How to Make Laundry Soap
I have a love hate relationship with laundry. I love that rare feeling of accomplishment when I manage to catch up all the dirty laundry, and I hate the rest of the time when it’s overflowing from the hampers and I have to wade through a waist high pile just to get to my washer! But what I loathe even more than doing the laundry is how much money it can suck up. Depending on your washer and dryer (and mine are 7 years OLD) it can cost over a dollar just to wash and dry 1 load of laundry. And that’s just for the utilities! Then you have detergent, stain sprays, and fabric softeners. I found that even with store bought detergent I was still using stain removers (like Shout & Oxyclean) and fabric softeners. So, I’m not claiming that my recipe for how to make laundry soap will fight super tough stains or leave SUPER fragrance smells but it will get the job done.

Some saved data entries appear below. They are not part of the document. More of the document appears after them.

PR #145, opened 2015-12-06
LOL LMAO ROFL XD XD XP XP XP

demipixel:
XP

### DIFF
--- a/doc/API.md
+++ b/doc/API.md
@@ -45,6 +45,10 @@
       - [server.playNoteBlock(world, position, pitch)](#serverplaynoteblockworld-position-pitch)
       - [server.getNote(note)](#servergetnotenote)
       - [server.emitParticle(particle, world, position, opt)](#serveremitparticleparticle-world-position-opt)
+      - [serv.getXpLevel(xp)](#servgetxplevelxp)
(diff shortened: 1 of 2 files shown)


rom1504:
Can you add doc for these functions ? (so we don't have to add lot and lot of docs later)

rom1504:
Oh well, I kind of failed my merge, but all the commits are in master now.

mhsjlw:
@rom1504, we should really start thinking about a way to store all of this stuff like a function that stores key-values? It would be good to start saving info on players.

rom1504:
@mhsjlw yes, but we probably want to start by using the vanilla storage format

mhsjlw:
Do we really need to do that? I think it would make more sense maybe just making a wrapper around an sqlite3 server that starts when flying-squid does, then just make methods for storing data in the database. Then, if we wanted to we could make a converter that converts the database to world format and so on so forth. Also, we could add abilities to add different databases other than sqlite3 like PostgreSQL and MongoDB and MySQL

rom1504:
@mhsjlw I think we should be able to use different backend, but the default should be vanilla.

But if you want to start working on a non-vanilla backend, feel free to ;)

rom1504:
also see https://github.com/PrismarineJS/prismarine-world/issues/11

PR #148, opened 2015-12-07
Added IP ban command

109C:


rom1504:
Ban shouldn't kick. It works like that usually anyway.
Does vanilla minecraft kick if you ban ip ?

demipixel:
Very likely but I haven't tested

rom1504:
alright I tried, the vanilla server does kick you when you get ip banned

PR #161, opened 2015-12-12
[WIP] implement portal detection and use it when flint and steel is used

rom1504:
currently places cactus instead of nether block because nether block seems to require the multi block change packet

lot of tests are already there, but some more need to be added, it seems some cases don't work (when the portal have edges it seems)

### DIFF
--- a/package.json
+++ b/package.json
@@ -24,6 +24,8 @@
   "dependencies": {
     "babel-runtime": "^5.4.4",
     "emit-then": "^1.0.2",
+    "event-promise": "0.0.1",
+    "flatmap": "0.0.3",
     "minecraft-data": "0.7.0",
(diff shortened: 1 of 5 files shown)


rom1504:
portail frames are now detected when using flint and steel and form the portal.
Missing:
* [ ] remove the portal when breaking a portal block
* [ ] remove the portal when breaking an obsidian
* [ ] store the portal location in a serv.portals
* [ ] create a portal in the nether in the right location
* [ ] when going in the portal, teleport to the corresponding nether portal after 5s

rom1504:
The frame is detected and the portal created. I'm merging this.

The remaining of the portal implem is tracked in https://github.com/mhsjlw/flying-squid/issues/79

PR #165, opened 2015-12-14
Redstone

demipixel:
In progress

### DIFF
--- a/src/lib/plugins/blocks.js
+++ b/src/lib/plugins/blocks.js
@@ -20,7 +20,7 @@ module.exports.player=function(player,serv)
     });
     
 
-  player.setBlock = (position,blockType,blockData) => serv.setBlock(player.world,position,blockType,blockData);
+  player.setBlock = (position,blockType,blockData) => serv.setBlock(player.world,position,blockType,blockData,{blacklist: [player]});
 
 
   player.commands.add({
--- a/src/lib/plugins/blocks.js
+++ b/src/lib/plugins/blocks.js
@@ -4,12 +4,7 @@ module.exports.player=function(player,serv)
 {
   player.changeBlock=async (position,blockType,blockData) =>
   {
-    serv.players
-      .filter(p => p.world==player.world && player!=p)
-      .forEach(p => p.sendBlock(position, blockType, blockData));
-
-    await player.world.setBlockType(position,blockType);
-    await player.world.setBlockData(position,blockData);
+    serv.setBlock(player.world, position, blockType, blockData);
   };
   
   player.sendBlock = (position, blockType, blockData) =>  // Call from player.setBlock unless you want "local" fake blocks
--- a/src/lib/plugins/redstone.js
+++ b/src/lib/plugins/redstone.js
@@ -2,15 +2,14 @@ var Vec3 = require('vec3').Vec3;
 var async = require('async-q');
 
 var redstoneRelated = [55, 75, 76, 93, 94, 123, 124, 152, 356, 404, 29, 33];
+var levelSides = [new Vec3(1, 0, 0,), new Vec3(-1, 0, 0), new Vec3(0, 0, 1), new Vec3(0, 0, -1)]; // Adjacent flat sides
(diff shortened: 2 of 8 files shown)


src/lib/plugins/blocks.js
```diff
@@ -4,12 +4,7 @@ module.exports.player=function(player,serv)
 {
   player.changeBlock=async (position,blockType,blockData) =>
   {
-    serv.players
-      .filter(p => p.world==player.world && player!=p)
```
rom1504: when you dig or place a block you don't need to send that info to the vanilla client, it already knows

109C: @rom1504 The vanilla server echos the block change back to the client, so I think we should too.

demipixel: I don't think it does... Anyway, I already fixed it.

rom1504: indeed the vanilla server doesn't echo it. Except if you (the client) do something wrong

src/lib/plugins/redstone.js
```diff
@@ -0,0 +1,223 @@
...
+        var worldId = worlds.indexOf(d.world);
+        if (!worldId) {
+          worlds.push(d.world);
+          worldId = worlds.length - 1;
+        }
+        posList[d.position.toString() + ',' + worldId] = d;
+      });
+      Object.keys(posList).forEach(pos => {
+        var d = posList[pos];
+        serv.setBlock(d.world, d.position, d.type, d.data);
```
rom1504: setBlock return a promise, better not ignore it

rom1504:
I didn't read the code fully. But I think it would really be a good idea to put all that redstone code in a network-free lib in lib/.
Since it doesn't seem to use the network for the most part.
Only a very small part would then remain in plugins/redstone.js

That would allow for easier testing/optimization. It would also allow to use it outside of flying-squid.

demipixel:
I thought it would be too difficult because of all the getBlocks that there would be.

rom1504:
@demipixel how is that a problem ? you already pass the world anyway
(it's okay if it depends on the world)

demipixel:
Do I have to do that before we speed it up?

rom1504:
No. But it may faster to speed it up if you do that first ;)

rom1504:
I'm afraid https://github.com/mhsjlw/flying-squid/pull/173 made conflicts with this one.
I think you were changing stuff anyway, but you'll have to rebase ;)

mhsjlw:
Can you rebase so we can merge this?

rom1504:
It wasn't ready to merge I think (too slow), but I didn't try it, not sure.
It's related to https://github.com/PrismarineJS/flying-squid/issues/192

mhsjlw:
I'll check it out later.

demipixel:
I don't think this should be merged. It's too old and super laggy.

In other news, I made a [powered wool](https://gfycat.com/GlisteningDemandingBufeo) plugin using ScriptCraft and it seems like it's very quick. Essentially, instead of a redstone dust checking what its power should be (1 less than the surroundings) and then updating everything around it [taking up to 1700 updates for turning off a line of 3 redstone](https://youtu.be/NEMARMNvDsw?t=25s).

The way I fixed it in "powered wool" was this: When a wool enables, it looks at the blocks around it and sets their wool power (instead of wool setting itself). If a wool gets updated and it notices it has an *incorrect* level, it completely turns off. This means turning off a line of 3 takes 3 updates (or 21 checks if we include surrounding blocks). This is because when the lever next to the redstone 15 disables, instead of checking around it and saying "I need to be one less than 14, which is 13!" it says "I need to be one less than 14, but I'm not 13, so I will disable myself!". This is different than how vanilla does it (because blocks update themselves on an update instead of updating others), but it seems like this would be the most efficient way of doing it.

My setup doesn't account for things like powering solid blocks or enabling pistons, droppers, repeaters, or items like that, but the main issue appears to be in dust, so I think this setup would really help.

I only sought to remove 1 element… the detergent! I still use stain removers and fabric softeners when necessary. As in when the clothes smell kind of funky because I forgot about throwing the clothes in the dryer and it’s either use a dryer sheet or wash the whole load over again! Three years ago, when I first started searching for a recipe I was shocked to find out that not only was commercial laundry detergent expensive, it contained some pretty harmful stuff.
What is petroleum doing in a product that literally wraps around all my pores 24/7? Why are they using artificial fragrances that literally paralyze your olfactory senses? How many scary dyes must they be using to make those vibrant blues? And who really cares what color it is anyway? It’s not like it makes it clean any better!
I do a lot of laundry… I think I do more than anyone I’ve talked to…which drives me crazy! I’ve tried everything from making my husband re-wear his work pants over and over, to everyone reusing their P.J.’s for several days, to suggesting that we all go naked! No matter what I’ve tried this is my typical laundry schedule (I added in a couple diaper loads since I’m having another baby in a couple of months), but other than that I’m choosing to live in denial… I don’t want to think about how having another baby is going to create even more laundry. No reason to resent the kid before he’s even here (haha)!
My Typical Weekly Laundry Loads:
21 loads per week (minimum)
21 loads x 52 weeks = 1092 loads per year
Cost for Tide Detergent
.22 per load (name brand tide)
1092 loads x .22 = 240.24 per year
Cost for Homemade Laundry Soap
.02 per load homemade
Cost breakdown of ingredients.
- FYI You will get SEVERAL batches out of your borax and washing soda!
- KMART BORAX $2.5 PER BOX % 12(½ cup servings per box) = $0.2
- KROGER WASHING SODA $2.79 % 6(1 cup servings per box) = $0.47
- SOAP 1.2 % 2(bars per pack) = $0.6
I’m not calculating water and energy costs… because I’m too lazy!
1.27 PER BATCH
53 LOADS PER BATCH
.02 CENTS PER LOAD
Making my own laundry soap should save me $218.4 dollars per year
*** These savings estimates are conservative, not factoring in bonus laundry due to company, sickness, and more***
Can you think of anything you’d like to spend $200 on? I sure can!
1 bar soap (shaved with cheese grater)
1 quart of water
½ cup borax
1 cup washing soda
3 gallons water
*Optional- Several drops of essential oils
*I tend to only add this to particularly stinky loads because it makes it more expensive. I like to add Tea Tree oil to the scoop when I’m fighting against that lovely urine smell my children are so good at creating!)
Grate the soap. Be careful!
Add one quart of water to the shaved soap and heat on stove.
Stir occasionally until the soap is completely melted.
Remove from heat and stir in the borax and washing soda until dissolved. Add in the remaining water while stirring. You can start using it right away if you don’t care about consistency. I store this in a huge stainless steel pan so that I can cook it and everything in 1 step. If you don’t have one of those lying around, you’ll need to melt everything down in a smaller pan and then transfer to a bucket, or multiple smaller containers. You can also easily cut this recipe in half if you don’t have a lot of space in your home or laundry area!
One thing you can do to make this recipe even more natural is to spend a little more money on the soap. Although it’s wonderful to get the multi packs of soap from the dollar store, I’ve since started using the more expensive olive oil based soaps. (I actually make my own.) This will raise your costs overall… but you shouldn’t be comparing the cost to Tide at that point, but to a more expensive natural alternative. If you use the natural soap you’ll notice that the recipe goes from the consistency of snot, to that of runny goo! I know they both sound equally yummy, and they both work just fine so don’t freak out if yours looks different as long as you followed the recipe you’re fine. Happy laundry making! Now that you know how to make laundry soap you can go spend your $218 on something fun like babysitting!